À la base, je souhaitais que le projet s'articule autour de Belharra. La petite chose que je reproche à Nazaré, c'est qu'il y a tellement de sessions que tu ne savoures même pas l'instant. Quand tu termines ta session, tu penses déjà à celle du demain, puis à la prochaine. À Belharra, c'est tellement rare que, quand on sort de l'eau, on partage tous un moment ensemble, on boit un coup, il y a des repas qui suivent. C'est une vision très importante. Pourquoi ce titre, Le cercle ?
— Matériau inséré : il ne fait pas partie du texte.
PR #83, opened 2016-01-25
Report issue for each occurrence of duplication

ABaldwinHunter:
This change fixes a bug in which we reported only the first occurrence
(or sexp) of duplicated code in a set, and dropped the rest. The others
were included in other_locations but not reported as an independent issue.

@codeclimate/review 
cc @pbrisbin 

First step in breaking apart https://github.com/codeclimate/codeclimate-duplication/pull/78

Le Cercle représente le cercle des surfeurs de grosses vagues. Quand j'arrive sur un spot, ils m'intègrent dans le cercle. Ce cercle peut être tout petit comme très grand. On peut partir du cercle familial, celui des amis, qui est d'ailleurs parfois également celui de la famille comme c'était le cas à Belharra, le cercle des surfeurs de grosses vagues internationaux, etc. C'était quelque chose qui définissait bien le projet. La limite, c'est qu'un cercle c'est quelque chose de fermé. Mais on peut se dire qu'un cercle peut en ouvrir un autre. Quels seront vos prochains défis ?
Faire un autre documentaire serait le rêve. Un projet sur plusieurs années pour réaliser un film ultra-complet. Ce serait donner une suite à ce premier projet. Pour cet hiver, d'un point de vue sportif, le défi sera de prendre une énorme vague à Nazaré. On court tous après notre belle vague. Il y a aussi l'envie réussir à faire le tour d'Europe et de prendre toutes les houles, de sortir de l'hiver en étant allé partout et en s'étant éclaté.»